Leveraging these tools enabled Bonnen to rerun historical experiments, which have been used as evidence to support both sides of the debate over MTL involvement in perception.
First, they collected stimuli and behavioral data from 30 previously published experiments. Then, using the exact same stimuli as in the original experiments (the same images, the same compositions, and the same order of presentation, etc.) they determined how well the model performed these tasks. Finally, Bonnen compared the model performance directly with the behavior of experimental participants.
“Our results were striking. Across experiments in this literature, our modeling framework was able to predict the behavior of MTL-lesioned subjects (i.e., subjects lacking an MTL because of neural injury). However, MTL-intact subjects were able to outperform our computational model,” Bonnen says. “These results clearly implicate MTL in what have long been described as perceptual behaviors, resolving decades of apparent inconsistencies.”

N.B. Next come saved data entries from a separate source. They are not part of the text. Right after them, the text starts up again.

PR #2378, opened 2023-01-17
Pivot toward immutable `DistributedTask.WebApi::Issue` instances.

jww3:
The proper way to instantiate a `DistributedTask.WebApi::Issue` is now via the factory method on an `ExecutionContext` (`IExecutionContext::CreateIssue`)

This variation addresses feedback in https://github.com/actions/runner/pull/2311

### DIFF
--- a/src/Runner.Common/JobServerQueue.cs
+++ b/src/Runner.Common/JobServerQueue.cs
@@ -299,7 +299,7 @@ namespace GitHub.Runner.Common
                         {
                             try
                             {
-                                // Give at most 60s for each request. 
+                                // Give at most 60s for each request.
                                 using (var timeoutTokenSource = new CancellationTokenSource(TimeSpan.FromSeconds(60)))
                                 {
                                     await _jobServer.AppendTimelineRecordFeedAsync(_scopeIdentifier, _hubName, _planId, _jobTimelineId, _jobTimelineRecordId, stepRecordId, batch.Select(logLine => logLine.Line).ToList(), batch[0].LineNumber, timeoutTokenSource.Token);
@@ -600,8 +600,7 @@ namespace GitHub.Runner.Common
                 {
                     foreach (var issue in record.Issues)
                     {
-                        String source;
-                        issue.Data.TryGetValue("sourcepath", out source);
+                        string source = issue["sourcepath"];
                         Trace.Verbose($"        Issue: c={issue.Category}, t={issue.Type}, s={source ?? string.Empty}, m={issue.Message}");
                     }
                 }
--- a/src/Runner.Worker/ActionCommandManager.cs
+++ b/src/Runner.Worker/ActionCommandManager.cs
@@ -648,7 +648,7 @@ namespace GitHub.Runner.Worker
             var filteredDictionaryEntries = command.Properties
                                                    .Where(kvp => !string.Equals(kvp.Key, keyToExclude, StringComparison.OrdinalIgnoreCase));
 
-            var metadata = new IssueMetadata(issueCategory, false, filteredDictionaryEntries);
+            var metadata = new IssueMetadata(issueCategory, false, null, filteredDictionaryEntries);
             var issue = context.CreateIssue(this.Type, command.Data, metadata, true);
             context.AddIssue(issue);
         }
--- a/src/Runner.Worker/ActionCommandManager.cs
+++ b/src/Runner.Worker/ActionCommandManager.cs
@@ -270,13 +270,10 @@ namespace GitHub.Runner.Worker
                 if (string.Equals(blocked, envName, StringComparison.OrdinalIgnoreCase))
                 {
                     // Log Telemetry and let user know they shouldn't do this
-                    var issue = new Issue()
-                    {
-                        Type = IssueType.Error,
-                        Message = $"Can't update {blocked} environment variable using ::set-env:: command."
-                    };
-                    issue.Data[Constants.Runner.InternalTelemetryIssueDataKey] = $"{Constants.Runner.UnsupportedCommand}_{envName}";
-                    context.AddIssue(issue, writeToLog: true);
+                    var message = $"Can't update {blocked} environment variable using ::set-env:: command.";
+                    var metadata = new IssueMetadata(Constants.Runner.InternalTelemetryIssueDataKey, $"{Constants.Runner.UnsupportedCommand}_{envName}");
+                    var issue = context.CreateIssue(IssueType.Error, message, metadata, true);
+                    context.AddIssue(issue);
 
                     return;
                 }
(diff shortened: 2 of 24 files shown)


src/Runner.Worker/ActionCommandManager.cs
```diff
@@ -270,12 +270,9 @@ public void ProcessCommand(IExecutionContext context, string line, ActionCommand
...
                 {
                     // Log Telemetry and let user know they shouldn't do this
-                    var issue = new Issue()
-                    {
-                        Type = IssueType.Error,
-                        Message = $"Can't update {blocked} environment variable using ::set-env:: command."
-                    };
-                    issue.Data[Constants.Runner.InternalTelemetryIssueDataKey] = $"{Constants.Runner.UnsupportedCommand}_{envName}";
+                    var message = $"Can't update {blocked} environment variable using ::set-env:: command.";
+                    var metadata = new IssueMetadata(Constants.Runner.InternalTelemetryIssueDataKey, $"{Constants.Runner.UnsupportedCommand}_{envName}");
```
jww3, line 274: I defined `IssueMetadata` a data bucket to pass to `CreateIssue` It holds the seldom-used fields of an `Issue`.  It was easier than polluting the `CreateIssue` function signature with those seldom-used fields.

src/Runner.Worker/ExecutionContext.cs
```diff
@@ -577,74 +579,66 @@ public void Progress(int percentage, string currentOperation = null)
...
+
+            if (!string.IsNullOrEmpty(wellKnownTag))
             {
-                if (!string.IsNullOrEmpty(logMessage))
+                if (writeToLog && !string.IsNullOrEmpty(refinedMessage))
                 {
-                    long logLineNumber = Write(WellKnownTags.Warning, logMessage);
-                    issue.Data["logFileLineNumber"] = logLineNumber.ToString();
+                    long logLineNumber = Write(wellKnownTag, refinedMessage);
+                    result.Data["logFileLineNumber"] = logLineNumber.ToString();
```
jww3, line 626: This is the last remaining side-effect.

src/Runner.Worker/Handlers/OutputManager.cs
```diff
@@ -139,12 +139,10 @@ public void OnDataReceived(object sender, ProcessDataReceivedEventArgs e)
 
                         // Convert to issue
                         var issue = ConvertToIssue(match);
-
                         if (issue != null)
                         {
                             // Log issue
-                            _executionContext.AddIssue(issue, stripped);
```
jww3, line 146: This was the only place we were passing a message override to `AddIssue`

What's interesting is that, as far as I can tell, it was unnecessary.

Have a look here.

src/Runner.Worker/Handlers/OutputManager.cs
```diff
@@ -107,16 +108,15 @@ public void OnDataReceived(object sender, ProcessDataReceivedEventArgs e)
                         // Match
                         try
                         {
-                            match = matcher.Match(stripped);
-
+                            match = matcher.Match(refinedLine);
```
jww3, line 111: The `IssueMatch` returned by `Match` now includes a field that preserves the original string passed to it.

src/Runner.Worker/Handlers/OutputManager.cs
```diff
@@ -139,12 +139,10 @@ public void OnDataReceived(object sender, ProcessDataReceivedEventArgs e)
 
                         // Convert to issue
                         var issue = ConvertToIssue(match);
-
                         if (issue != null)
                         {
                             // Log issue
-                            _executionContext.AddIssue(issue, stripped);
-
+                            _executionContext.AddIssue(issue);
```
jww3, line 145: `ConvertToIssue` now leverages the original text stored within `match` so we no longer need to pass a log message override to `AddIssue`

src/Runner.Worker/Handlers/OutputManager.cs
```diff
@@ -327,9 +321,11 @@ private DTWebApi.Issue ConvertToIssue(IssueMatch match)
             }
             catch (Exception ex)
             {
-                _executionContext.Debug($"Dropping file value '{match.File}' and fromPath value '{match.FromPath}'. Exception during validation: {ex.ToString()}");
+                _executionContext.Debug($"Dropping file value '{match.File}' and fromPath value '{match.FromPath}'. Exception during validation: {ex}");
             }
 
+            var metadata = new IssueMetadata(null, false, match.SourceText, issueData);
+            var issue = _executionContext.CreateIssue(issueType, match.Message, metadata, true);
```
jww3, line 328: note how `match.SourceText` is stored in the metadata passed to `CreateIssue`.  This is how we achieve log message overrides, now.

src/Runner.Worker/IssueMatcher.cs
```diff
@@ -8,6 +8,28 @@ namespace GitHub.Runner.Worker
...
+        {
+            this.Category = category;
+            this.IsInfrastructureIssue = infrastructureIssue;
+            this.LogMessageOverride = logMessageOverride;
+            this.Data = data;
+        }
+
+        public readonly string Category;
+        public readonly bool IsInfrastructureIssue;
+        public readonly string LogMessageOverride;
```
jww3, line 29: `LogMessageOverride` is transient data.  We won't persist it into any `Issue` objects we create.

src/Runner.Worker/IssueMatcher.cs
```diff
@@ -184,8 +206,9 @@ public IssuePattern(IssuePatternConfig config, TimeSpan timeout)
 
     public sealed class IssueMatch
     {
-        public IssueMatch(IssueMatch runningMatch, IssuePattern pattern, GroupCollection groups, string defaultSeverity = null)
+        public IssueMatch(string sourceText, IssueMatch runningMatch, IssuePattern pattern, GroupCollection groups, string defaultSeverity = null)
         {
+            SourceText = sourceText;
```
jww3, line 211: This allows the original text to "survive" long enough for us to pass it along to the mechanism that logs (`ExecutionContext::Write`)

src/Runner.Worker/ActionCommandManager.cs
```diff
@@ -658,14 +644,12 @@ public void ProcessCommand(IExecutionContext context, string inputLine, ActionCo
...
-            foreach (var property in command.Properties)
-            {
-                if (!string.Equals(property.Key, Constants.Runner.InternalTelemetryIssueDataKey, StringComparison.OrdinalIgnoreCase))
-                {
-                    issue.Data[property.Key] = property.Value;
-                }
-            }
+            string keyToExclude = Constants.Runner.InternalTelemetryIssueDataKey;
+            var filteredDictionaryEntries = command.Properties
+                                                   .Where(kvp => !string.Equals(kvp.Key, keyToExclude, StringComparison.OrdinalIgnoreCase));
```
jww3, line 649: I probably need to close over this `IEnumerable` since there's no guarantee that `command` won't get modified by the time the `IssueMetadata` is consumed.

src/Runner.Common/JobServerQueue.cs
```diff
@@ -600,8 +600,7 @@ private List<TimelineRecord> MergeTimelineRecords(List<TimelineRecord> timelineR
                 {
                     foreach (var issue in record.Issues)
                     {
-                        String source;
-                        issue.Data.TryGetValue("sourcepath", out source);
+                        string source = issue["sourcepath"];
```
KetchupOnMyKetchup, line 603: Is there a risk/issue if `issue["sourcepath"]` is null?

src/Runner.Worker/ActionCommandManager.cs
jww3: fixed

jww3:
Decided to go a different (less aggressive) route.  There are still some fixes in this PR worth considering.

But Bonnen hesitates when asked whether the MTL is involved in perception. “While that interpretation is entirely consistent with our findings, we’re not concerned with which words people should use to describe these MTL-dependent abilities. We’re more interested in using this modeling approach to understand how the MTL supports such enchanting — indeed, at times, indescribable — behaviors.”
“The critical difference between our work and what has come before us,” Bonnen stresses, “is not any new theoretical advance, it’s our method: We challenge the AI system to solve the same problems that confront humans, generating intelligent behaviors directly from experimental inputs — e.g., pixels.”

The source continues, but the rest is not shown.